Если это все время не повторять, то забываешь, а мы почти не говорили. Странное состояние.
«Джип», да, но где его взять?
От разговоров еще больше хотелось пить.
У хозяина нашей крохотной гостиницы (Лакруа) была машина «лэндровер» — очевидно, единственная в Паленке; и она ему была нужна, чтобы привозить с вокзала пиво и приезжих — любителей пирамид, туристов, интересующихся развалинами индейских памятников; в те дни там был только один такой любитель, молодой американец, который слишком много говорил, но, к счастью, уходил на целый день осматривать руины, которые, как он считал, и мы должны обязательно посетить.

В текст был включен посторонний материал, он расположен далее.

PR #30, opened 2017-03-22
Score.R pseudocode.

jkitaygorodsky:
https://github.com/hyginn/rete/compare/master...jkitaygorodsky:master#diff-e068974d6182813df1bdba17f4a44f33


R/score.R
```diff
@@ -0,0 +1,57 @@
+# score.R
+
+#' Produce a gH object: a hash of genes and their associated scores
+#' (likelihood that observed mutations exceed background mutations at FDR of 1%)
+#'
+
+score <- function(gX, gH, silent = FALSE, noLog = FALSE) {
```
hyginn: The common part of all our function signatures is ```writeLog = TRUE```. I have even commented on that change explicitly on Riot.

R/score.R
```diff
@@ -0,0 +1,57 @@
...
+    
+    check parameters with .checkArgs()
+    
+    open gX file
+    
+    # for each gene, check if it already in the gH hash and if yes, do not calculate its score (in case have a repeat of a gene in gX, would just use first calculated score)
+    
+    for gene in gX {
+        if gene already in gH {
+            break
```
hyginn: this is **next** not **break**!

R/score.R
```diff
@@ -0,0 +1,57 @@
...
+#' (likelihood that observed mutations exceed background mutations at FDR of 1%)
+#'
+
+score <- function(gX, gH, silent = FALSE, noLog = FALSE) {
+    
+    check parameters with .checkArgs()
+    
+    open gX file
+    
+    # for each gene, check if it already in the gH hash and if yes, do not calculate its score (in case have a repeat of a gene in gX, would just use first calculated score)
```
hyginn: I don't agree with dropping data. And anyway: have you looked at how a gX is structured? I think you are misunderstanding this: every gene may have **many** records of changes included. They are sorted for convenience, but they don't really have to be. 

Also: gX contains SNV **and** CNV data. How will you handle the CNV data?

R/score.R
```diff
@@ -0,0 +1,57 @@
...
+    
+    for gene in gX {
```
hyginn: I would iterate through the entire data frame (it's an rds object, so you get the whole thing at once anyway), and collect the information as you go through it. So perhaps build your hash from the genes you find in ```unique(gX$sym)```, and then go through the frame row by row.

R/score.R
```diff
@@ -0,0 +1,57 @@
...
+        if gene already in gH {
+            break
+        } else {
+    
+            # define background mutation rate for gene
+            back_mut = (missense + nonsense)/silent   # would be more accurate to use the background mutation data from Samocha et al., 2013 (http://www.nature.com/ng/journal/v46/n9/full/ng.3050.html)
```
hyginn: A: In what sense is ```(missense + nonsense)/silent``` a "background" mutation rate? What are you calculating here?

B: Can you calculate a score according to Samocha *et al.* with the data you **have**? If so, how?

R/score.R
```diff
@@ -0,0 +1,57 @@
...
+            
+            # calculate observed mutation rate for gene
+            observed_mut = missense + nonsense
```
hyginn: That's a count, not a "rate".

R/score.R
```diff
@@ -0,0 +1,57 @@
...
+            
+            
+            # assume Poisson distribution (appropriate distribution, since mutation is rare event, so both the background and observed mutation rates are expected to be low)
+            # determine cut-off for lambda with FDR = 0.01
+            
+            lower_threshold <- qpois(0.01, back_mut, lower.tail = TRUE)
```
hyginn: qpois' lambda is "a vector of means". Is back_mut a vector? Of means?

Can you outline the process of your statistics more clearly here? I am not sure that this is correct. (I'm not saying it's not though.)

Working backwards:
- FDR is applied to a vector of p values (cf. ```p.adjust()```)
- This means you need a p value derived from the ratio of non-silent vs. silent mutations. (Incidentally, note that you need to take the number of sites into account).
- For that, you need an idea of the distribution of the ratios, which you can convert into a p-value of an observed excess. The distribution under the null-model is going to depend on the number of observed mutations. Few mutations will have large spread, many mutations are going to get nearly the same ratio every time.

Looking forward to your thoughts ...

R/score.R
```diff
@@ -0,0 +1,57 @@
...
+        } else {
+    
+            # define background mutation rate for gene
+            back_mut = (missense + nonsense)/silent   # would be more accurate to use the background mutation data from Samocha et al., 2013 (http://www.nature.com/ng/journal/v46/n9/full/ng.3050.html)
+            
+            # calculate observed mutation rate for gene
+            observed_mut = missense + nonsense
+            
+            
+            # assume Poisson distribution (appropriate distribution, since mutation is rare event, so both the background and observed mutation rates are expected to be low)
```
hyginn: Review your approach: see my comment below.

R/score.R
```diff
@@ -0,0 +1,57 @@
...
+            # determine likelihood that observed mutations exceed background mutations at an FDR of 0.01 (using the cut-off calculated above)
+            
+            score <- (dpois(observed_mut, cut_off)/dpois(back_mut, cut_off))
+            
+            # store gene and associated score in gH file
+            
+            gH[gene] <- score
+        }
+    
+    }
```
hyginn: - write metadata
- write log
- sumarize process to console
- save gH as .rds

R/score.R
```diff
@@ -0,0 +1,57 @@
+# score.R
+
+#' Produce a gH object: a hash of genes and their associated scores
+#' (likelihood that observed mutations exceed background mutations at FDR of 1%)
```
RicardoRam: include @param and @return in dunction documentation

RicardoRam:
Please include the R CMD check.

Я не собирался этого делать!
От каждого шага обливаешься потом, который тут же приходится возмещать пивом; и чувствуешь себя сносно, только если висишь в гамаке, не шевелясь, и куришь; единственно возможное состояние — полная апатия; даже слух, будто плантация по ту сторону границы вот уже два месяца как заброшена, нас не взволновал; мы с Гербертом только переглянулись и продолжали потягивать пиво.
Наш единственный шанс: «лэндровер»!
Целыми днями он стоял перед гостиницей…
Но хозяин, как я уже говорил, не мог без него обойтись.
Только после захода солнца (точнее, солнце здесь не заходит, а постепенно пропадает в мареве) становилось немного прохладней, хотя бы настолько, что можно было болтать всякий вздор. О будущем немецкой сигары, например! Я считал, что наше путешествие и вообще все это — курам на смех. Бунт туземцев! В это я не верил ни одной минуты. Для этого здешние индейцы слишком мягки, миролюбивы, чуть ли не ребячливы. Вечерами они молча сидят на корточках в своих белых соломенных шляпах прямо на земле, недвижимо, словно грибы, не испытывая даже потребности зажечь огонь. Они вполне довольствуются тем светом, который получают от солнца и луны, — какой-то немужественный народ, они неприветливы, но при этом совершенно безобидны.
Герберт спросил, что же я в таком случае думаю.
— Ничего!
— Что же нам делать? — спросил он.
— Принять душ…
Я принимал душ с утра до вечера; я ненавижу пот, потому что из-за него чувствуешь себя больным (я в жизни не болел, если не считать кори). Я думаю, Герберт нашел, что это не по-товарищески — вообще ничего не думать, но было просто слишком жарко, чтобы что-нибудь думать, или тогда уже думалось невесть что — как Герберту.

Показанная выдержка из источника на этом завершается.